She was travelling home from a vacation in Samoa when she saw it through the aircraft window - a "peculiar bulky mass" floating hundreds of kilometers off New Zealand's north coast.
Largest Underwater Volcano Eruption Ever Recorded
After the kiwi passenger sent images of the unusual ocean slick to experts, they identified it as a raft of floating rock discharged from an undersea volcano produced in the greatest eruption of its kind that has ever been recorded.
"We knew it was a large-scale eruption, approximately equivalent to the biggest eruption we've seen on land in the 20th Century," said Rebecca Carey a University of Tasmania volcanologist, who co-led the first close-up investigation of the historic 2012 eruption and eventually published the findings in a paper with colleagues in 2018.
While scientists at first failed to detect the event referred to as Havre Seamount, the floating rock platform it created was impossible to ignore, according to Science Alert.
According to information gathered from satellites, the raft, which was made of pumice, a light, air-filled volcanic rock, spanned 400 square kilometers (154 square miles) of the south-west Pacific Ocean in 2012, but it dispersed across an area twice the size of New Zealand months later.
Also Read: Volcanic Eruptions Underwater Release Enough Energy to Power an Entire Continent!
Researchers Investigate the Underwater Eruption
When scientists investigated the site in 2015, at depths as low as 1,220 meters (4,000 feet), the sheer size of the rocky debris shocked them.
Adam Soule, a volcanologist of the Woods Hole Oceanographic Institution, said: "We knew it was a large-scale eruption, approximately equivalent to the biggest eruption we've seen on land in the 20th Century."
"It turned out that each bump was a giant block of pumice, some of them the size of a van. I had never seen anything like it on the seafloor," he continued.
The analysis, which was carried out with the AUV Sentry and the remotely operated vehicle (ROV) Jason, revealed that the eruption of Havre Seamount was more complicated than anybody on the surface ever thought.
The caldera, which spans roughly 4.5 kilometers (about 3 miles), released lava from 14 vents in a "massive breach of the volcanic edifice," resulting in pumice rock, ash, lava domes, and seabed lava flows in addition to pumice rock.
It may have been buried beneath an ocean of water, but it was around 1.5 times the size of Mount St. Helens 1980 eruption - or 10 times the size of Iceland's 2010 Eyjafjallajökull eruption.

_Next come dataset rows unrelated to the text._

PR #954, opened 2019-04-02
Ensure we do not add quotes twice to strings when edited

### LINKED ISSUE #952: Editing an attributes adds quotes to the value
When editing an attribute in the Inspector object side panel, quotes are added to the value being edited. If this value is then submitted, the quotes are escaped:

1. Screenshot 2019-04-02 at 15 21 57
2. Screenshot 2019-04-02 at 15 22 01
3. Screenshot 2019-04-02 at 15 22 09

rwwagner90:
Fixes #952

### DIFF
--- a/tests/unit/utils/parse-text-test.js
+++ b/tests/unit/utils/parse-text-test.js
@@ -1,0 +1,13 @@
+import parseText from 'ember-inspector/utils/parse-text';
+import { module, test } from 'qunit';
+
+module('Unit | Utility | parseText', function() {
+
+  // Replace this with your real tests.
+  test('parseText returns the correct output', function(assert) {
+    assert.equal(parseText('foo'), 'foo', 'does not add quotes for string');
+    assert.equal(parseText('"foo"'), 'foo', 'removes quotes when simple string is already wrapped in quotes');
+    assert.equal(parseText('1'), '1');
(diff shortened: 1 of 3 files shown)


rwwagner90:
@locks can you think of any reason we would want to be adding these quotes? It seems like the logic has been around a long time, and presumably worked before? Perhaps it is Ember version specific?

rwwagner90:
@rwjblue sure, we can do that. Which part would you like extracted out?

rwjblue:
I was thinking that we could extract the `if (type === 'type-string')` body into a separate function (ala `formatString(value)`) then we could unit test with various input values (with and without quotes, etc).

rwwagner90:
@rwjblue there was actually already a parseText function, so I used that and tweaked some things. Mind reviewing the PR?

tests/unit/utils/parse-text-test.js
```diff
@@ -0,0 +1,13 @@
+import parseText from 'ember-inspector/utils/parse-text';
+import { module, test } from 'qunit';
+
+module('Unit | Utility | parseText', function() {
+
+  // Replace this with your real tests.
```
nummi: ❌?

nummi:
Should we handle single quotes as well?

rwwagner90:
> Should we handle single quotes as well?

I don't think we need to do anything with single quotes, as it wasn't handled before.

What Happens When a Volcano Erupts Under the Sea?
According to the researchers, three-quarters or more of the debris ejected floated to the surface and drifted away, with tonnes landing up on shorelines thousands of miles away.
The remainder was dispersed around the adjacent seabed, wreaking havoc on the biological populations that called it home and are just now beginning to recover.
It's a huge, rare opportunity to study what happens when a volcano erupts beneath the sea, a phenomenon that accounts for more than 70% of all volcanism on Earth, even if it's a little harder to spot, with samples collected by the underwater generating what the scientists say could add up to a decade's worth of research.
"Underwater eruptions are fundamentally different than those on land," said one of the team members, UC Berkeley geophysicist Michael Manga.
He added, "On-land equivalents do not exist."